PR #190, opened 2016-09-19
Add strategy for buffer locking

jaceko:


event-buffer/event-buffer-core/src/main/java/uk/gov/justice/services/event/buffer/core/service/BufferInitialisationStrategyProducer.java
```diff
@@ -0,0 +1,29 @@
...
+    @Inject
+    @Value(key = "postgres.db", defaultValue = "true")
+    String usePostgresStrategy;
+
+    @Inject
+    StreamStatusJdbcRepository streamStatusRepository;
+
+    @Produces
+    public BufferInitialisationStrategy bufferInitialisationStrategy() {
+        return TRUE.equals(usePostgresStrategy)
```
matt-rich: Can you do Boolean.valueOf() for if it is "true" ?

event-buffer/event-buffer-core/src/main/java/uk/gov/justice/services/event/buffer/core/service/BufferInitialisationStrategyProducer.java
```diff
@@ -0,0 +1,29 @@
...
+import javax.enterprise.inject.Produces;
+import javax.inject.Inject;
+
+@ApplicationScoped
+public class BufferInitialisationStrategyProducer {
+
+    private static final String TRUE = "true";
+    @Inject
+    @Value(key = "postgres.db", defaultValue = "true")
+    String usePostgresStrategy;
```
purple52: I suggest we set the property to be a fully qualified class name. Then any strategy can be added via the classpath. If no value is provided, it can default to the ANSI strategy. Also suggest giving the property name more of a namespace, so it is clear where the property is used.

jaceko: OK but do we really want to default to the ANSI strategy? 
That way we'd have to make changes in the vagrant box (for each context). I'd say let's make the Postgres strategy default then no changes are required

purple52: Yes, the Wildfly config would need to change - I think selecting a non-standard strategy should be an explicit thing. This would need to be communicated to devops.

jaceko: Implemented the producer picking up fully qualified strategy name.

event-buffer/event-buffer-core/src/main/java/uk/gov/justice/services/event/buffer/core/service/BufferInitialisationStrategyProducer.java
```diff
@@ -0,0 +1,42 @@
...
+
+import org.slf4j.Logger;
+
+@ApplicationScoped
+public class BufferInitialisationStrategyProducer {
+
+    private static final String INSTANTIATION_ERROR_MSG = "Could not instantiate buffer initialisation strategy.";
+
+    @Inject
+    @GlobalValue(key = "event.buffer.init.strategy", defaultValue = "uk.gov.justice.services.event.buffer.core.service.PostgreSQLBasedBufferInitialisationStrategy")
```
matt-rich: I really don't like this, but this is what the chosen strategy was?

jaceko: it's implemented as per Davids and Andrews comments.
the property was to be a fully qualified class name (David) and the default strategy was to be the PostgreSQL one (Andrew)

event-buffer/event-buffer-core/src/main/java/uk/gov/justice/services/event/buffer/core/service/BufferInitialisationStrategyProducer.java
```diff
@@ -0,0 +1,42 @@
...
+    Logger logger;
+
+    @Inject
+    StreamStatusJdbcRepository streamStatusRepository;
+
+    @Produces
+    public BufferInitialisationStrategy bufferInitialisationStrategy() {
+        logger.info("Instantiating {}", strategyClass);
+        try {
+            Class<?> clazz = Class.forName(strategyClass);
```
matt-rich: Should we check the injected class is an instance of BufferInitialisationStrategy ?

jaceko: That way or another, we should throw classCastException, so no reason to add extra ifs, IMHO

event-buffer/event-buffer-core/src/main/java/uk/gov/justice/services/event/buffer/core/service/BufferInitialisationStrategyProducer.java
matt-rich: Yea that is what I thought, if we refactor the code we won't realise the package is wrong... but fair enough.

event-buffer/event-buffer-core/src/main/java/uk/gov/justice/services/event/buffer/core/service/BufferInitialisationStrategyProducer.java
matt-rich: ok, just wondered if we would wrap it in a nice exception as opposed to just a generic class cast exception.. but yea fine. Will merge.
+--
About this exercise: Once you have read the records above, write them all out exactly.

Output for this task:
PR #190, opened 2016-09-19
Add strategy for buffer locking

jaceko:


event-buffer/event-buffer-core/src/main/java/uk/gov/justice/services/event/buffer/core/service/BufferInitialisationStrategyProducer.java
```diff
@@ -0,0 +1,29 @@
...
+    @Inject
+    @Value(key = "postgres.db", defaultValue = "true")
+    String usePostgresStrategy;
+
+    @Inject
+    StreamStatusJdbcRepository streamStatusRepository;
+
+    @Produces
+    public BufferInitialisationStrategy bufferInitialisationStrategy() {
+        return TRUE.equals(usePostgresStrategy)
```
matt-rich: Can you do Boolean.valueOf() for if it is "true" ?

event-buffer/event-buffer-core/src/main/java/uk/gov/justice/services/event/buffer/core/service/BufferInitialisationStrategyProducer.java
```diff
@@ -0,0 +1,29 @@
...
+import javax.enterprise.inject.Produces;
+import javax.inject.Inject;
+
+@ApplicationScoped
+public class BufferInitialisationStrategyProducer {
+
+    private static final String TRUE = "true";
+    @Inject
+    @Value(key = "postgres.db", defaultValue = "true")
+    String usePostgresStrategy;
```
purple52: I suggest we set the property to be a fully qualified class name. Then any strategy can be added via the classpath. If no value is provided, it can default to the ANSI strategy. Also suggest giving the property name more of a namespace, so it is clear where the property is used.

jaceko: OK but do we really want to default to the ANSI strategy? 
That way we'd have to make changes in the vagrant box (for each context). I'd say let's make the Postgres strategy default then no changes are required

purple52: Yes, the Wildfly config would need to change - I think selecting a non-standard strategy should be an explicit thing. This would need to be communicated to devops.

jaceko: Implemented the producer picking up fully qualified strategy name.

event-buffer/event-buffer-core/src/main/java/uk/gov/justice/services/event/buffer/core/service/BufferInitialisationStrategyProducer.java
```diff
@@ -0,0 +1,42 @@
...
+
+import org.slf4j.Logger;
+
+@ApplicationScoped
+public class BufferInitialisationStrategyProducer {
+
+    private static final String INSTANTIATION_ERROR_MSG = "Could not instantiate buffer initialisation strategy.";
+
+    @Inject
+    @GlobalValue(key = "event.buffer.init.strategy", defaultValue = "uk.gov.justice.services.event.buffer.core.service.PostgreSQLBasedBufferInitialisationStrategy")
```
matt-rich: I really don't like this, but this is what the chosen strategy was?

jaceko: it's implemented as per Davids and Andrews comments.
the property was to be a fully qualified class name (David) and the default strategy was to be the PostgreSQL one (Andrew)

event-buffer/event-buffer-core/src/main/java/uk/gov/justice/services/event/buffer/core/service/BufferInitialisationStrategyProducer.java
```diff
@@ -0,0 +1,42 @@
...
+    Logger logger;
+
+    @Inject
+    StreamStatusJdbcRepository streamStatusRepository;
+
+    @Produces
+    public BufferInitialisationStrategy bufferInitialisationStrategy() {
+        logger.info("Instantiating {}", strategyClass);
+        try {
+            Class<?> clazz = Class.forName(strategyClass);
```
matt-rich: Should we check the injected class is an instance of BufferInitialisationStrategy ?

jaceko: That way or another, we should throw classCastException, so no reason to add extra ifs, IMHO

event-buffer/event-buffer-core/src/main/java/uk/gov/justice/services/event/buffer/core/service/BufferInitialisationStrategyProducer.java
matt-rich: Yea that is what I thought, if we refactor the code we won't realise the package is wrong... but fair enough.

event-buffer/event-buffer-core/src/main/java/uk/gov/justice/services/event/buffer/core/service/BufferInitialisationStrategyProducer.java
matt-rich: ok, just wondered if we would wrap it in a nice exception as opposed to just a generic class cast exception.. but yea fine. Will merge.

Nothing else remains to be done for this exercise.